Все для разговенья было готово. Пирог подрумянился, и от одного вида хорошо поджаренной, промасленной корки становилось сладко, жирный кусок баранины распространял по избе заманчивый запах, из выставленного только, что из печи горшка с горящими щами, шел густой пар. В избе было почти все прибрано. В святом углу с почерневшею большою иконой Скорбящей и новенькими образами в бумажных ризах засвечена была лампадка.
Сквозь окна уже почти не видно было света. День быстро скрывался. Михайла во дворе запрягал дровни. Пора было собираться ко всенощной. Ехать нужно было не в приход, а в большое село Трехбратское, лежавшее от деревни верстах в двенадцати. Там был храмовый праздник.
Хозяйка Михайлы, Марья, ухватистая, высокая румяная баба, быстро довершала уборку избы. Выставив из печи на стол жаренное и пирог, она прикрыла их и крикнула пасынку своему, Николке, мальчику лет семи, чтобы вынес в сени кошку и не пускал ее в избу, а то еще вздумает полакомиться их разговеньем. Покончив с приготовлением к завтрашнему обеду, Марья стала обряжаться. Она была из зажиточного дома в Трехбратском и любила показать себя лицом. Не хотелось ей в такой день выезжать кое в чем. И когда надела она цветной сарафан с дутыми серебряными пуговками, голову повязала красным шелковым платком, накинула тулуп, крытый тонким синим сукном, то стала еще величавее и пригляднее.

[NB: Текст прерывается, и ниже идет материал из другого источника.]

PR #108, opened 2015-02-16
Expose universal IP adresse converters

samoht:
Should be merged with https://github.com/mirage/mirage/pull/361


samoht:
Actually, this could be merged now, and mirage/mirage#361 later.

Вошел в избу Михайла, пустив за собою клубья морозного воздуха, и тоже начал одеваться по-праздничному. Только у Николы не было ничего нового. Все же он надел вымытую рубаху и, напялил свой заплатанный полушубок, стоя в углу, бережно оправлял мятый картуз, который в обыкновенные дни надевал на голову, не заботясь об его виде. Михайла несколько раз украдкой взглянул на сынишку. Может быть, ему стало жаль, что у него нет к празднику обновы. Он мог так же думать, что было бы иначе, если бы жива была мать Николки. Сам же Николка не думал ни о мамке, ни об обновах. Он старался стоять как можно тише, чтобы чем-нибудь не рассердить мачеху. Он был очень рад, что его берут в село, и ему хотелось поскорее сесть на дровни, где его уже не за что будет бранить.

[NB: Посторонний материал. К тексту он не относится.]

PR #111, opened 2015-03-01
Validate TCP and UDP (unless 0) checksums

hannesm:
while reading through the code, I removed some dead code (Profiler/Sliding_window/parts of Tcp.Pcb).
I also implemented validation of TCP and UDP checksums (because I think it is wrong to just not care about them).
While doing that, I had to modify the signature of `checksum` (see https://github.com/mirage/mirage/pull/369) -- because when receiving packets, the UDP/TCP layer only gets the IP payload, not the complete ethernet frame.

This will of course be slightly slower than the old code (which did not try to validate checksums), but more correct.


hannesm:
I also couldn't stand to have magic numbers spread over the library, thus I implemented `protocol_to_int` and `int_to_protocol` in Wire_structs, which deals with these conversions (could very well be extended for matches such as https://github.com/mirage/mirage-tcpip/blob/master/lib/ipv6.ml#L465)

avsm:
This will need some careful validation for VM<->VM traffic, since Xen disables checksum generation in some cases there (advertised via a Xenstore feature flag).

hannesm:
@avsm interesting... is there some documentation of this feature?

avsm:
None apart from this old thread on the same topic: https://lists.cam.ac.uk/pipermail/cl-mirage/2013-December/msg00006.html

talex5:
There's some info about Xen checksums here: http://lists.xen.org/archives/html/xen-devel/2013-12/msg00884.html

hannesm:
ic. so checksum offloading should be configurable at `connect` time (do we know at that point whether we're running on xen? this most likely needs support in the mirage tool, doesn't it?) -- and involves (enables or disables) both Rx and Tx checksum computations!?

avsm:
It needs support from the Netif to check for the feature flags at device connection time; there is probably a connection to mirage/mirage#286 which adds checksum offload support.

samoht:
ping?

hannesm:
the first 3 commits have already been merged, the whole TCP/IP checksum validation (including potential offloading) needs to be done (depending on xen), https://github.com/mirage/mirage/pull/286 seems to be part of it. closing this PR since it is completely out of date.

В Трехбратском должны были заночевать у родных Марьи и только уже после обедни вернуться домой. Все это очень занимало Николку. Изготовившись, Михайла поплотнее завернулся сверх полушубка в широкий армяк и покрепче подпоясался. Марья устроила у себя на груди своего годовалого ребенка, загасила огонь, оставив одну лампадку, и все вышли наружу, Михайла с Марьей поместились спереди, а Николка с большим удобством прилег сзади, и так поехали.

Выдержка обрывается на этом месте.